PR #1395, opened 2023-06-12
Lyrics Spacing: Add x-padding for short notes with long lyrics

### LINKED ISSUE #1394: Long lyrics on short notes stretch the measure too much (length/width) -> use extra paddingRight on note
When lyrics entries (words) would overlap because their notes are too close together, our system to avoid lyrics overlaps (see `VexFlowMusicSheetCalculator.calculateElongationFactorFromStaffEntries`) elongates a measure to create more space between the notes and lyrics.
This usually works well, but for short notes (quarter or less) with long lyrics (e.g. >4 characters), it makes the measures very long, which is visually unappealing.
This is because notes are given less of the measure's width the shorter they are, so to create more space between 2 very short notes, you need to elongate a measure much more than for a quarter note or so.

So I've added extra padding for these short notes with long lyrics, currently 8 pixels (modifiable by EngravingRule `LyricsXPaddingFactorForLongLyrics`), which seems to work well:

before:
image

after:
image

Measure 2 here was elongated much more before, which I always thought was visually unappealing and should be improved. Now the measure widths are much more evenly distributed. In more extreme examples, this could lead to more measures fitting on one line.

<details><summary>
Via PNG generation (visual regression tests), the Beethoven piece does fit 1 more measure in the first system/line, and takes 1 system/line less to render:
</summary>

before:
image

after:
image

</details>

**Settings**
```js
osmd.EngravingRules.LyricsUseXPaddingForShortNotes = true; // whether to enable this right-side padding or not
osmd.EngravingRules.LyricsXPaddingFactorForLongLyrics = 0.8; // default value = 8 pixels
```

Added in PR #1395

these settings can also help:
```js
osmd.EngravingRules.LyricsXPaddingFactorForLongLyrics = 2.5; // can help when there is still a lot of elongation

// for testing: disable measure elongation (also try 2 or 1.6, default 2.5)
osmd.EngravingRules.MaximumLyricsElongationFactor = 1;
osmd.setOptions({ renderSingleHorizontalStaffline: true }); // removes the stretching of measures to the system/line width

// unlikely to help:
osmd.EngravingRules.HorizontalBetweenLyricsDistance = 0;
```

sschmidTU:
closes #1394

running visual regression tests now

### DIFF
--- a/src/MusicalScore/Graphical/EngravingRules.ts
+++ b/src/MusicalScore/Graphical/EngravingRules.ts
@@ -188,6 +188,11 @@ export class EngravingRules {
      * so that the measure doesn't need to be elongated too much to avoid lyrics collisions.
      * Default 0.8 = 8 pixels */
     public LyricsXPaddingFactorForLongLyrics: number;
+    /** How wide a text needs to be to trigger lyrics padding for short notes.
+     * This is visual width, not number of characters, as e.g. 'zzz' is about as wide as 'iiii'.
+     * Default 3.3.
+     */
+    public LyricsXPaddingWidthThreshold: number;
     public VerticalBetweenLyricsDistance: number;
     public HorizontalBetweenLyricsDistance: number;
     public BetweenSyllableMaximumDistance: number;
@@ -638,6 +643,7 @@ export class EngravingRules {
         this.LyricsYMarginToBottomLine = 0.2;
         this.LyricsUseXPaddingForShortNotes = true;
         this.LyricsXPaddingFactorForLongLyrics = 0.8;
+        this.LyricsXPaddingWidthThreshold = 3.3;
         this.VerticalBetweenLyricsDistance = 0.5;
         this.HorizontalBetweenLyricsDistance = 0.2;
         this.BetweenSyllableMaximumDistance = 10.0;
--- a/src/MusicalScore/Graphical/EngravingRules.ts
+++ b/src/MusicalScore/Graphical/EngravingRules.ts
@@ -181,6 +181,13 @@ export class EngravingRules {
     public LyricsHeight: number;
     public LyricsYOffsetToStaffHeight: number;
     public LyricsYMarginToBottomLine: number;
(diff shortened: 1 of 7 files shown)


sschmidTU:
If we use number of characters instead of text width (as we used to before the following commit), we can add unnecessary padding,
e.g. Brooke West sample, measure 11 on 'ling':
before (no padding):
image

after (unnecessary padding on 'ling'):
image

sschmidTU:
Current diff:
[diff_lyrics-x-padding.zip](https://github.com/opensheetmusicdisplay/opensheetmusicdisplay/files/11728821/diff_lyrics-x-padding.zip)

Good improvement for Beethoven, also nice for a few other samples. Not every sample has less space used total, but at least the critical measures demand less space, so space is more evenly distributed across measures.
Parlez-moi does use almost 150 vertical pixels less. (2650 vs 2798)

Brooke - West Point might take slightly more space, but it also fixes some lyrics collisions (e.g. measure 13 end). This is an odd sample where the padding isn't always helpful because the 8th use so much space already. I tried optimizing for all samples but couldn't get further with Brooke in the end.

The thing is that for an ideal solution, we would need to know the x-positioning of the notes beforehand, but we don't have that when the padding is added, because it's on a vexflow note level. So part of the overlap fixing still needs to be done via measure elongation where we do have all the positioning info we need (but can't move notes anymore).

In theory, we could do a 2-pass where we draw the measure once before the main rendering (without skybottomline, which would take a lot of processing time), take the x-positioning info for notes from that, and then do the note padding based on that information (and afterwards draw again).
But this would make OSMD slightly slower even without the skybottomline calculations.

sschmidTU:
As mentioned in the issue, a great way to test all the padding, spacing and overlaps is to deactivate measure elongation and use a single horizontal line:
```js
osmd.setOptions({ renderSingleHorizontalStaffline: true });
osmd.EngravingRules.MaximumLyricsElongationFactor = 1
```

This will show what the overlaps look like before measure elongation.
image
(Brooke - West sample)

Unfortunately, the "We" before measure 13 is too short to trigger the padding.
(again, we don't have note x-position info at this point, unfortunately)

• _What to do_
Select the lines from the entries that include the word "pixels".

• _Task output_
So I've added extra padding for these short notes with long lyrics, currently 8 pixels (modifiable by EngravingRule `LyricsXPaddingFactorForLongLyrics`), which seems to work well:
osmd.EngravingRules.LyricsXPaddingFactorForLongLyrics = 0.8; // default value = 8 pixels
      * Default 0.8 = 8 pixels */
Parlez-moi does use almost 150 vertical pixels less. (2650 vs 2798)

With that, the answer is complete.